Glycosylation is a hallmark of various neurological disorders. A current study found that N-linked protein glycosylation in the brain led to glucosamine metabolism through glycogen catabolism ^[112][139]. Brain glycogen contains 25% glucosamine, and the mass spectrometry imaging method can reveal the distribution of brain glycogen ^[112][139]. Additionally, glycogen is a branched glucose polymer that is synthesized from the activated glucose donor, uridine diphosphoglucose (UDP) ^[112][139]. In some cancer cells, researchers can observe that the cell is deficient in energy stores that require glucose uptake. There is also evidence that glycogen is more than a glucose cache, and is a critical storage macromolecule for the brain protein N-glycosylation, which impacts myriad subsequent cellular processes. Therefore, a fluorescent tool labeled fluorine-18 has been developed to detect glycogen ^[113][140].

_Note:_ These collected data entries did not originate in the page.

PR #862, opened 2022-06-22
Add new subcommand to dump Agent Policies

### LINKED ISSUE #671: Dump policy using elastic-agent
Related: https://github.com/elastic/elastic-package/pull/666

This problem [strikes back](https://beats-ci.elastic.co/job/Ingest-manager/job/elastic-package/job/PR-666/1/artifact/build/elastic-stack-dump/stack/7.16.3-SNAPSHOT/logs/elastic-agent.log):

```
[36melastic-agent_1              |[0m Policy selected for enrollment:  2016d7cc-135e-5583-9758-3ba01f5a06e5
[36melastic-agent_1              |[0m 2022-01-26T17:27:04.290Z	WARN	[tls]	tlscommon/tls_config.go:98	SSL/TLS verifications disabled.
[36melastic-agent_1              |[0m 2022-01-26T17:27:05.283Z	INFO	cmd/enroll_cmd.go:454	Starting enrollment to URL: http://fleet-server:8220/
[36melastic-agent_1              |[0m Successfully enrolled the Elastic Agent.
[36melastic-agent_1              |[0m 2022-01-26T17:27:06.077Z	INFO	cmd/enroll_cmd.go:252	Elastic Agent might not be running; unable to trigger restart
[36melastic-agent_1              |[0m Error: could not read configuration file /usr/share/elastic-agent/state/elastic-agent.yml: yaml: line 47: could not find expected ':'
[36melastic-agent_1              |[0m For help, please see our troubleshooting guide at https://www.elastic.co/guide/en/fleet/7.16/fleet-troubleshooting.html
```

We can either use `elastic-agent diagnostics` or simply dump the mentioned file. In both cases, there is a risk that the policy will contain sensitive data that even our developers shouldn't see. Consider redacting or trimming.

mrodm:
Fixes #671 

Add a new subcommand under `dump` named `agent-policies` that is in charge of getting and writing the required agent policies.
Example of the usage output for this new subcommand:

```
 $ ./elastic-package dump agent-policies -h
Use this command to dump agent policies created by Fleet as part of a package installation.

Use this command as a exploratory tool to dump agent policies as they are created by Fleet when installing a package. Dumped agent policies are stored in files as they are returned by APIs of the stack, without any processing.

Usage:
  elastic-package dump agent-policies [flags]

Flags:
      --agent-policy string   name of the agent policy
  -h, --help                  help for agent-policies

Global Flags:
  -o, --output string    path to directory where exported assets will be stored (default "package-dump")
  -P, --package string   name of the package
  -v, --verbose          verbose mode
```

Examples of usages of this new subcommand:
- Dump a specific agent policy:
  ```
  elastic-package dump agent-policies --agent-policy <agent_policy_id>
  ```
- Dump all agent policies set in Fleet:
  ```
  elastic-package dump agent-policies
  ```
- Dump the agent policies where a package:
  ```
  elastic-package dump agent-policies --package <package_name>
  ```

Currently, these agent policies are obtained directly from Fleet API using this endpoint: `<fleet_api>/api/fleet/agent_policies`

These agent policies are being stored as they are returned by the APIs without any processing. If there any secrets that must be redacted, probably it would be better to wait until this https://github.com/elastic/package-spec/pull/339


internal/kibana/policies.go
```diff
@@ -72,6 +72,50 @@ func (c *Client) GetPolicy(policyID string) (*Policy, error) {
...
+
+	return resp.Item, nil
+}
+
+// ListRawPolicy fetches all the Policies in the Ingest Manager.
+func (c *Client) ListRawPolicy() ([]json.RawMessage, error) {
+	statusCode, respBody, err := c.get(fmt.Sprintf("%s/agent_policies?full=true", FleetAPI))
+	if err != nil {
+		return nil, errors.Wrap(err, "could not get policy")
+	}
```
mrodm, line 102: This query returns a paginated response. Need to check about how to retrieve all the agent policies.

cmd/dump.go
```diff
@@ -19,30 +20,43 @@ const dumpInstalledObjectsLongDescription = `Use this command to dump objects in
 
 Use this command as a exploratory tool to dump objects as they are installed by Fleet when installing a package. Dumped objects are stored in files as they are returned by APIs of the stack, without any processing.`
 
+const dumpAgentPoliciesLongDescription = `Use this command to dump agent policies created by Fleet as part of a package installation.
+
+Use this command as a exploratory tool to dump agent policies as they are created by Fleet when installing a package. Dumped agent policies are stored in files as they are returned by APIs of the stack, without any processing.`
```
jsoriano, line 25: Mention somewhere that if no flag is provided, all policies are dumped.

cmd/dump.go
```diff
@@ -76,3 +90,56 @@ func dumpInstalledObjectsCmd(cmd *cobra.Command, args []string) error {
...
+			return errors.Wrap(err, "dump failed")
+		}
+		cmd.Printf("Dumped agent policy %s to %s\n", agentPolicy, outputPath)
+	case packageName != "":
+		dumper := dump.NewAgentPoliciesDumper(kibanaClient)
+		count, err := dumper.DumpAgentPoliciesFileteredByPackage(cmd.Context(), packageName, outputPath)
+		if err != nil {
+			return errors.Wrap(err, "dump failed")
+		}
+		cmd.Printf("Dumped %d agent policies filtering by package name %s to %s\n", count, packageName, outputPath)
```
jsoriano, line 135: Nit. Log a different message if no policies are dumped. It prints now:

Returning to the metabolic background, the glucosamine analog, N- (methyl-2-fluoroethyl) -1H- [12,3] triazole-4-yl) glucosamine (NFTG) has been applied to some animal models. Witney’s group confirmed that some cancer cells do not have high glucose uptake, but have strong glucose storage and glycogen (glycogenesis). Annotation of glycogenogenesis, glycogen, and glycogen synthase 1 expression in cancer cells with ¹⁸F-NFTG is advantageous in understanding the potential ability of ¹⁸F-NFTG to specifically image certain quiescent cells (G₀–G₁ phase). Furthermore, ¹⁸F-NFTG provides higher-specificity tumor imaging under inflammatory conditions than ¹⁸F-FDG ^[114][141].